The records: Begin

PR #853, opened 2023-11-15
Drop dotnet:8.0-bullseye due to upstream unavailability

samruddhikhandale:
Fixes https://github.com/devcontainers/images/actions/runs/6882081495/job/18719819258#step:6:3594

Opened https://github.com/dotnet/dotnet-docker/issues/5001 as dotnet images for `8.0-bullseye` are unavailable.

### DIFF
--- a/src/dotnet/README.md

The records: End

» **What is expected**: Every line above holding the string "https" should be listed.

» **Response box**:
Fixes https://github.com/devcontainers/images/actions/runs/6882081495/job/18719819258#step:6:3594
Opened https://github.com/dotnet/dotnet-docker/issues/5001 as dotnet images for `8.0-bullseye` are unavailable.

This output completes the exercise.